As the clocks try to tempt him, he remembers that as the clocks exist outside of normal time, they depend on the hole in time that the capsule tore. The Doctor travels along his own timeline to the point where he sealed the airlock before the mustard gas was released. He runs to the lab and fills the time capsule with chrononium, the material used to make the time weapons, then he sets up a clockwork timer. After exposing himself to the gas, he returns to the present, without having changed history. The capsule then launches, sealing the hole. the clocks are killed, and the Doctor passes out.

Mistletoe reveals himself as Sabbath (he is not named in the text, but it is clearly him from the description) to Fitz and Anji. Sabbath explains that the clocks were not invading the universe but fleeing Sabbath's allies in the time vortex, and that both the clocks and the Doctor were manipulated into coming here, in the hope that the Doctor would destroy them. Sabbath then leaves, and Fitz and Anji carry the Doctor to the TARDIS.

==Continuity==
- The front cover is based on René Magritte's famous self-portrait, The Son of Man.
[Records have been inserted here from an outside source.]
PR #160, opened 2016-09-06
Feature/table gateway params

AdamiecRadek:
ping @weierophinney 
Added optional parameter for selectWith function where you can provid e additional parameters to execute function.
This will allow to user tablegateway features with flexibility of ordinary select

### DIFF
--- a/src/TableGateway/AbstractTableGateway.php
+++ b/src/TableGateway/AbstractTableGateway.php
@@ -201,7 +201,7 @@ abstract class AbstractTableGateway implements TableGatewayInterface
     /**
      * @param Select $select
      * @param array  $params - statement params
-     * 
+     *
      * @return ResultSetInterface
      * @throws \RuntimeException
      */
--- a/src/TableGateway/AbstractTableGateway.php
+++ b/src/TableGateway/AbstractTableGateway.php
@@ -25,25 +25,25 @@ use Zend\Db\TableGateway\Feature\EventFeatureEventsInterface;
 /**
  *
  * @property AdapterInterface $adapter
- * @property int $lastInsertValue
- * @property string $table
+ * @property int              $lastInsertValue
+ * @property string           $table
  */
 abstract class AbstractTableGateway implements TableGatewayInterface
 {
     /**
      * @var bool
      */
-    protected $isInitialized = false;
+    protected $isInitialized = FALSE;
 
     /**
      * @var AdapterInterface
      */
-    protected $adapter = null;
+    protected $adapter = NULL;
 
     /**
      * @var string|array|TableIdentifier
      */
-    protected $table = null;
+    protected $table = NULL;
 
     /**
      * @var array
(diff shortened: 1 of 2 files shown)


src/TableGateway/AbstractTableGateway.php
```diff
@@ -189,32 +191,35 @@ public function select($where = null)
...
     /**
      * @param Select $select
-     * @return null|ResultSetInterface
-     * @throws \RuntimeException
+     * @param array  $params - statement params
+     *
+     * @return null|\Zend\Db\ResultSet\ResultSetInterface
      */
-    public function selectWith(Select $select)
+    public function selectWith(Select $select, array $params = [])
```
alextech: Cannot make changes to functions without making corresponding changes to TableGatewayInterface signatures, where this is defined, and all other classes implementing it, if any.

src/TableGateway/AbstractTableGateway.php
```diff
@@ -25,25 +25,25 @@
...
+ * @property int              $lastInsertValue
+ * @property string           $table
  */
 abstract class AbstractTableGateway implements TableGatewayInterface
 {
     /**
      * @var bool
      */
-    protected $isInitialized = false;
+    protected $isInitialized = FALSE;
```
zf2timo: @AdamiecRadek i think this shouldn't be changed. Also the other occurs of `null` and `false`

froschdesign: @zf2timo 
Right!

@AdamiecRadek 
Please undo all code styling changes.

src/TableGateway/AbstractTableGateway.php
weierophinney: Not true. You can add optional arguments to implementations; it then becomes a matter of the user understanding whether or not they are using the interface signature, or the implementation signature. Considering the majority of TableGatewayInterface implementations start from this abstract class, it's fine — but we should likely add a todo item to the interface to add these new arguments in a new major version.

src/TableGateway/AbstractTableGateway.php
AdamiecRadek: @froschdesign undone

AGmakonts:
@weierophinney - Not directly related to this PR but I would like to know your opinion about this idea.

This PR was created to allow for usage of Table Gateway Features like master/slave with regular Select objects.

Why do those features need to be restricted to TG? Wouldn't it be better to have the option to set up additional features globally for an adapter? 

I know that master/slave feature requires the second adapter but possibly attaching slave adapter to the master is not such a bad idea.

Anyway..... I don't have any solutions to this yet but I this could be done I can start working on PR with those changes.

ezimuel:
@AdamiecRadek unit tests are missing, can you provide it? Thanks.

AdamiecRadek:
@ezimuel  Tests provided

michalbundyra:

michalbundyra:
This repository has been closed and moved to laminas/laminas-db; a new issue has been opened at https://github.com/laminas/laminas-db/issues/100.

Issue #67, opened 2015-12-15
Issues with DDL and PostgreSQL


settermjd:
I'm not sure if this is something which has already been covered, but recently I've been attempting to use the AlterTable and CreateTable classes with PostgreSQL and have been hitting an array of errors. These have been primarily caused by:

- Incorrect quoting of schema elements
- Incorrectly generated SQL

On investigating further, the support for PostgreSQL doesn't seem as robust as that for DB2, MySQL, Oracle or SQLServer. Am I missing something here? Or is it worth both implementing a set of Platform classes for PostgreSQL and spending time debugging and correcting the other issues which I've come across?

Would really appreciate feedback regarding this.

alextech:
I am trying to go through available abstraction utilities (data types, constraint types etc.) to check they work with PostgreSQL and update the newly created decorator as I find them.  Can you please share your usage examples that incorrectly generate SQL?

michalbundyra:
This repository has been closed and moved to laminas/laminas-db; a new issue has been opened at https://github.com/laminas/laminas-db/issues/135.

PR #163, opened 2016-09-06
Postgresql indexes

alextech:
Add support for Index creation with PostgreSQL platform. 
$table = CreateTable();
$table->addConstraint(new Index())
crashed with invalid syntax error.  Same for AlterTable.

Can be considered as first step towards cleaning up #67 
Continuing to work on finding the rest of the incompatibilities, but not sure if submit one large PR with full PgSQL support or do smaller more review manageable parts at a time. But then cannot make PRs depend on one another so, unless told otherwise will continue adding more commits here.

### DIFF
--- a/src/Sql/Ddl/Index/Index.php
+++ b/src/Sql/Ddl/Index/Index.php
@@ -26,7 +26,7 @@ class Index extends AbstractIndex
      * @param  null|string $name
      * @param array $lengths
      */
-    public function __construct($columns, $name = null, array $lengths = [])
+    public function __construct($columns = null, $name = null, array $lengths = [])
     {
         $this->setColumns($columns);
 
--- a/src/Sql/Platform/Platform.php
+++ b/src/Sql/Platform/Platform.php
@@ -13,6 +13,7 @@ use Zend\Db\Adapter\AdapterInterface;
 use Zend\Db\Adapter\Platform\PlatformInterface;
 use Zend\Db\Adapter\StatementContainerInterface;
 use Zend\Db\Sql\Exception;
+use Zend\Db\Sql\Platform\Postgresql;
 use Zend\Db\Sql\PreparableSqlInterface;
 use Zend\Db\Sql\SqlInterface;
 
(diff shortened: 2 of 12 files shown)


ezimuel:
@alextech thanks for this PR but it will require some time to review. In the meantime, because this is a new feature, can you send againt `develop` branch? I'm putting in zend-db 3.0.0 milestone.

alextech:
Changed.

rarog:
I checked the output of by generating a CreateTable for PostgreSQL.

The general syntax is nice and correct. Where it fails, is the correct escaping, if the escape character is inside column name.

The table name is escaped correctly, but the indices inside and outside of CREATE TABLE are going rogue.

```php
$table = new CreateTable('t\'e"s`t');
$table->addColumn(new BigInteger('t\'e"s`tCol'))
    ->addColumn(new BigInteger('t\'e"s`tCol2'))
    ->addConstraint(new Constraint\PrimaryKey('t\'e"s`tCol'));
    ->addConstraint(new Index('t\'e"s`tCol2', 't\'e"s`tIndex'));
```
Expected result:
```sql
CREATE TABLE "t'e""s`t" ( 
    "t'e""s`tCol" BIGINT NOT NULL,
    "t'e""s`tCol2" BIGINT NOT NULL,
    PRIMARY KEY ("t'e""s`tCol") 
); 
CREATE INDEX "t'e""s`tIndex" ON "t'e""s`tCol2");
```
Actual result:
```sql
CREATE TABLE "t'e""s`t" ( 
    "t""'""e""""""s""`""tCol" BIGINT NOT NULL,
    "t""'""e""""""s""`""tCol2" BIGINT NOT NULL,
    PRIMARY KEY ("t""'""e""""""s""`""tCol") 
); 
CREATE INDEX "t""'""e""""""s""`""tIndex" ON "t""'""e""""""s""`""t"("t""'""e""""""s""`""tCol2");
```

Instead of just doubling the escape character, there seems to be done some wrong and multiple escaping.

This behaviour is heavily bugged for the code base, too. For this I a separate bug report #267 and perhaps we could work on a fix together for all components.

alextech:
Thanks of great magnitude giving this a test after all this time. One thing to note, to make non-MySQL tests more realistic, try to always test with schema as part of the name. There are reports of escaper not working when using semantics outlined in last comment of https://github.com/zendframework/zend-db/issues/206 and fixed at https://github.com/zendframework/zend-db/pull/232

Then, there is also https://github.com/zendframework/zend-db/pull/233 to consider, which fixes inconsistency in applying identifier vs identifier chain. I do not *think* it relates to this issue, I doubt applying it will magically fix it, but sounds familiar. Will look into it.

rarog:
Good point, but so far the Ddl doesn't seem to offer a possibility to use schema as contrary to Select syntax, where TableIdentifier receives schema as 2nd parameter.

In the original, an apple obscures the face.
- According to fellow series author Jon Blum, Morris has said that the clock-faced men in the story are meant to be Faction Paradox, although this is not made explicit in the text.
- The Wraiths in the novel The Slow Empire were also said to be fleeing Sabbath's allies. Who his allies are is revealed in the novel Sometime Never...
- Mistletoe's arrival was one of the glimpses of the future from Father Time, making Father Time Sabbath's (unnamed) first appearance in the novels.
- Romana was drawn with a clock as her face in the serial City of Death.